Horizontal semantic search. In the EPFL Graph paradigm, data sources are structured in the form of a graph⁽¹⁾. This allows data to be queried and analysed across different sources (i.e., horizontally). In addition, the EPFL Graph data pipeline uses Natural Language Processing (NLP) algorithms to semantically interconnect different sources of text, such as course descriptions, lecture slides and publication abstracts. This allows users to search for people and academic content through concept search. For example, a user can search for “quantum computing” on Graph Search and instantly get a panorama of what is happening at EPFL in that area, such as courses teaching quantum computing, people working on the subject (or other closely related subjects) and publications available on the subject.

⁽¹⁾ Note that a graph, in the context of this project, refers to the mathematical domain of graph theory, which studies the structure and properties of networks.

Recommendations using Machine Learning (ML). In addition to the interconnected data provided by the knowledge graph, the EPFL Graph data pipeline uses machine learning to generate data-driven recommendations to the EPFL community. For example, students studying for a course can get recommendations for video lectures from other courses (which also teach the same concepts), and researchers can get recommendations related to other researchers at EPFL working on similar topics.

Future developments

EPFL Graph is a tool for the entire community of EPFL. The goal is to make it useful to as many people as possible, including students, researchers, professors and upper management. Over the next year, we will collect feedback from the community, and focus on leveraging machine learning to provide useful data-driven recommendations to EPFL users in the domains of education, research and technology transfer.

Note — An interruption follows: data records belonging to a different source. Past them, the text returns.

PR #353, opened 2019-12-02
Fix multiple API requests on search page

### LINKED ISSUE #350: API requests launched twice on client side
State changes in components wired to API requests seem to trigger duplicate requests. This needs to be investigated and fixed if relevant. For example, the search form.

sarathms:
To update the URL as we update search filters, we were using `Router.push` that triggered navigation, which in turn called `getInitialProps` and the API requests right after they were already initiated in `onApplyChange`.

The solution according to this [spectrum-chat](https://spectrum.chat/next-js/general/change-url-without-triggering-navigation~12ba234c-ad05-4783-8342-8a4a07661a9c) is to perform a shallow ~rendering~ routing which updates the URL without navigation.

Fixes #350

### DIFF
--- a/pages/search.js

In our development roadmap, we are considering features such as:

Education. ML-powered lecture recommendations for students, and “learning paths” that allow students to optimally learn a selected concept. Also, provide content recommendations that help educate students in the scientific foundations, technology, and economics of climate science, as well as the statistical foundations of Artificial Intelligence;

Research. Identify opportunities for cross-disciplinary research, and provide matchmaking functionalities for researchers in areas such as Tech-4-Climate, Tech-4-Health (e.g., neurotechnology, computational neurosciences, personalised medicine, AI for public health), and AI-4-Science (e.g., quantum sciences, structural and synthetic biology, theoretical informatics, experimental sciences);

Tech-transfer. Track and evaluate the venture capital and startup funding environment, e.g., by visualising and forecasting investment trends. Provide matchmaking functionalities that connect EPFL labs (and researchers who wish to create a startup company) to potential investors.

History of the project

EPFL Graph didn’t start as a top-down project. It was developed organically as a result of a research collaboration between the Center for Digital Education (under the leadership of Patrick Jermann) and the CHILI Lab of Prof. Pierre Dillenbourg—in particular, while studying how people approach online learning, and how the use of MOOCs affects the performance of EPFL students.

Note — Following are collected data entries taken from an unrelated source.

PR #364, opened 2019-12-27
Fixes the until today logic to include measurements today

### LINKED ISSUE #361: Default value of until filter should include measurements of today
Currently the `until` filter is set to default to the current date. The problem with this is that I would expect it to filter inclusive of all measurements for the date of today, but instead it filters measurements until midnight of today (effectively yesterday).

I think we should fix this by making it so the until filter is set by default to the date of tomorrow instead of the date of today.

SaptakS:
Fixes #361 

I have changed the `today` value everywhere to add 1 day so that the filter includes today's measurements. In doing so, I have changed the name of the variable from `today` to `until` which is something I saw used in the API repository. `today` sounded like a bad variable name, since clearly it's `tomorrow`. I am up to changing the variable name from `until` to something like `tomorrow` or `untilToday` if you all feel that's more suitable/relevant.

### DIFF
--- a/components/search/FilterSidebar.js
+++ b/components/search/FilterSidebar.js
@@ -50,7 +50,7 @@ class FilterSidebar extends React.Component {
     super(props)
 
     // Display `${today}` as the end date for default search
-    const today = moment().format('YYYY-MM-DD')
+    const until = moment().add(1, 'day').format('YYYY-MM-DD')
 
     this.state = {
       domainFilter: props.domainFilter || '',
@@ -59,7 +59,7 @@ class FilterSidebar extends React.Component {
       countryFilter: props.countryFilter || '',
       asnFilter: props.asnFilter || '',
       sinceFilter: props.sinceFilter || '',
-      untilFilter: props.untilFilter || today,
+      untilFilter: props.untilFilter || until,
       showSinceCalendar: true,
       showUntilCalendar: false,
       isFilterDirty: false,
--- a/components/search/FilterSidebar.js
+++ b/components/search/FilterSidebar.js
@@ -49,7 +49,8 @@ class FilterSidebar extends React.Component {
   constructor(props) {
     super(props)
 
-    // Display `${today}` as the end date for default search
+    // Display `${tomorrow}` as the end date for default search
+    // to include the measurements of `${today}` as well.
     const until = moment().add(1, 'day').format('YYYY-MM-DD')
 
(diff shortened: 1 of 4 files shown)


components/search/FilterSidebar.js
```diff
@@ -50,7 +50,7 @@ class FilterSidebar extends React.Component {
     super(props)
 
     // Display `${today}` as the end date for default search
```
bassosimone: Can you also update this comment?

pages/search.js
```diff
@@ -133,9 +133,9 @@ class Search extends React.Component {
     // By default, on '/search' show measurements published until today
     // This prevents the search page from showing time-travelling future
     // measurements from showing up
```
bassosimone: Can you also update this comment to more precisely explain the new situation?

SaptakS:
@bassosimone changed the comments to convey the message. Please let me know if the wording sounds right to you or you would prefer something else.

components/search/FilterSidebar.js
```diff
@@ -49,8 +49,9 @@ class FilterSidebar extends React.Component {
   constructor(props) {
     super(props)
 
-    // Display `${today}` as the end date for default search
-    const today = moment().format('YYYY-MM-DD')
+    // Display `${tomorrow}` as the end date for default search
+    // to include the measurements of `${today}` as well.
+    const until = moment().add(1, 'day').format('YYYY-MM-DD')
```
hellais: Is this `until` date going to be the current date in UTC + 1?

It's worth considering that the `until` filter in the API uses the time in UTC, while I suspect that `moment()` will by default use the timezone of the browser.

We should take that into account and here compute 1 day from now in UTC.

bassosimone: This is a very good point! So, we need to use `moment().utc()` according to https://momentjs.com/docs/#/parsing/utc/.

SaptakS: This is a good point. I will send an updated PR for the same. Also, this makes me think, shouldn't all the date (like `since`) be also in UTC. Otherwise that also would give based on timezone.

bassosimone: Yes, I believe there is a bunch of places where we're not using UTC and we should probably make sure we're using the proper time in the proper context.

I filed https://github.com/ooni/explorer/issues/368 to track this localtime->UTC work.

To perform this research work, we faced the need to set up our own data infrastructure to collect data from multiple sources (MOOCs, IS-Academia, LDAP, Infoscience, etc). We quickly realised there was a problem of lack of data interoperability that prevented us from cross-analysing data from different EPFL departments.

We approached this problem with an algorithmic solution that culminated in the development of our own data pipeline, capable of ingesting and interconnecting multiple sources of institutional data, automatically, on a periodic basis.

Eventually, we opened up our unified database for other people at EPFL to use, and created a demo website that allows users to query the database using an intelligent search bar.

As people at EPFL began using this demo, realising it was useful to their work, and general interest in the project grew, EPFL upper management decided that EPFL Graph is a project of strategic importance to the institution.